# Other Aquarium Forums > Equipment and Accessories >  DIY Aquarium Chiller

## felix_fx2

Talk about being the computer geek x hobbyist.
http://www.shine7.com/aquarium/chiller.htm

He is using Aluminum waterblock, so no copper poisoning.
Attachment 24599

Attachment 24600

what i really like is the headsink is a really awesome one.  :Grin:

----------


## eviltrain

Errr, aluminum also will cause poisoning de wor. Best is stainless steel block head.

----------


## felix_fx2

should have SS blocks... price only the worry...

----------


## eviltrain

Yapz. Price ex nia lor. Keke.

----------


## felix_fx2

waterblock (Swiftech Apogee) already not cheap.. the TEC unit cheaper then waterblock lol... ebay selling US $5 for TEC.

VR-Zone review. (Btw, reference only this one 100% have copper and alot of sticks inside of the waterblock at that)
http://vr-zone.com/articles/swiftech...lock/7844.html

----------


## stormhawk

Very impressive DIY chiller but I think it's only meant for small tanks like the one in the author's pictures. A DIY chiller will only be worthwhile if it eventually costs less than a commercially available product and does a better job. The Dolphin chillers sold at some LFS are basically running on the same principle of using a Peltier TEM.

----------


## limz_777

his diy stand looks nice

----------


## BFG

Unless he has air conditioning in that room, that so called 'chiller' might be workable. Those pc heat sink and radiator thingy is good to bring down the water temperature from a high point to ambient room temperature. To get at temperature where an actual chiller will operate is difficult unless the actual ambient temperature is low due to geographical location or climate or the room is being cooled by the air-con. Not a chiller in my opinion.

----------


## felix_fx2

TEC cooling not revenant to do large area. One side is cool the other side is hot. That's why the CPU fan is there to cool the tec unit, not the water. Just like the dolphin version they are the same thing in fact.

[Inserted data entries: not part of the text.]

PR #1681, opened 2021-11-12
fix(statics): ensure UnderlyingAssets values are unique

joey-bai:
each value in UnderlyingAsset represents an asset and clients use the value to determine which icon to show. additionally, the same underlying asset may be used by multiple chains (e.g. USDT exists as an erc20 and eos token).

previously, we had two enum entries with the same value 'box'. one was meant for the erc20 token and the other for eos. this led to us showing the wrong icon for the eos box token. fix is to make sure BOX and EOS_BOX have different values.

### DIFF
--- a/modules/statics/src/base.ts
+++ b/modules/statics/src/base.ts
@@ -627,6 +627,7 @@ export enum UnderlyingAsset {
   UQC = 'uqc',
   URHD = 'urhd',
   USDC = 'usdc',
+  // Also available on EOS
   USDT = 'usdt',
   USDX = 'usdx',
   USG = 'usg',
@@ -711,10 +712,9 @@ export enum UnderlyingAsset {
   'talgo:180447' = 'talgo:180447',
 
   // EOS tokens
-  CHEX = 'CHEX',
-  IQ = 'IQ',
-  EOS_BOX = 'BOX',
-  EOS_USDT = 'USDT',
+  CHEX = 'chex',
+  IQ = 'iq',
+  EOS_BOX = 'eos:box',
 }
 
 /**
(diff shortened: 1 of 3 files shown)


modules/statics/src/base.ts
```diff
@@ -711,10 +712,9 @@ export enum UnderlyingAsset {
   'talgo:180447' = 'talgo:180447',
 
   // EOS tokens
-  CHEX = 'CHEX',
-  IQ = 'IQ',
-  EOS_BOX = 'BOX',
-  EOS_USDT = 'USDT',
+  CHEX = 'chex',
```
shihao-guo, line 715: seems like a non-trivial change, are we safe in downstream?

modules/statics/src/base.ts
```diff
@@ -711,10 +712,9 @@ export enum UnderlyingAsset {
...
+  IQ = 'iq',
+  EOS_BOX = 'eos:box',
```
shihao-guo, line 717: seems like a non-trivial change, are we safe in downstream? Also this seems to introduce a new pattern of asset naming. How do we know this is safe and is generic enough for other assets to use as a pattern?

shihao-guo: i see we do it for algo, so should be ok. Just need to make sure we are setting this as a pattern.

lcovar (approved):

modules/statics/src/base.ts
joey-bai: great call out - i am considering to use a chain-agnostic name.
i.e. change `EOS_BOX` to `TOKEN_DEFI_BOX` (https://bloks.io/tokens/BOX-eos-token.defi).

Another example is USDT (Tether), which exists on a bunch of chains. Luckily, they seem to have done well with branding/integrating so that USDT is synonymous with Tether.

shihao-guo: i think chain specific is fine ... but do we then have teos:box and eos:box?

joey-bai: we do not, we use the same underlying asset for eos and teos. we use contract name to differentiate.
Using CHEX as an example:
prod contract name = `chexchexchex`
test contract name = `testtoken111`

```
eosToken('eos:CHEX', 'Chintai', 8, 'chexchexchex', UnderlyingAsset.CHEX, AccountCoin.DEFAULT_FEATURES, '', 'CHEX'),
teosToken('teos:CHEX', 'Chintai', 8, 'testtoken111', UnderlyingAsset.CHEX, AccountCoin.DEFAULT_FEATURES, '', 'CHEX'),
```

Personally speaking, the zeroterm fan is over doing it haha.

----------


## lizhien

very cool! But got chiller liao.. So abit wasted.

----------


## ladygaga

Here is another monster DIY chiller from a Taiwanese. It's environment friendly----most important it works rather than "cool the tank, heat you up", everybody will be cooled. 

check it. (Post is in Chinese, pictures are quite detailed.)

----------


## felix_fx2

That's like. Got money for chiller but diy. Just for the fun.

----------


## Navanod

He can afford a Thermalright heatsink but not a chiller?
Using aluminum is not exactly any safer than copper. Galvanic corrosion will quickly destroy that waterblock even when we use special coolant, let alone now that he's running dirty aquarium water (rich in electrolytes) through it! When that waterblock gets eaten away, leaks can develop or it may simply choke.
The corrosion reaction also produces some nasty things, I quote

http://www.lenntech.com/periodic/wat...-and-water.htm
"In what way and in what form does aluminum react with water?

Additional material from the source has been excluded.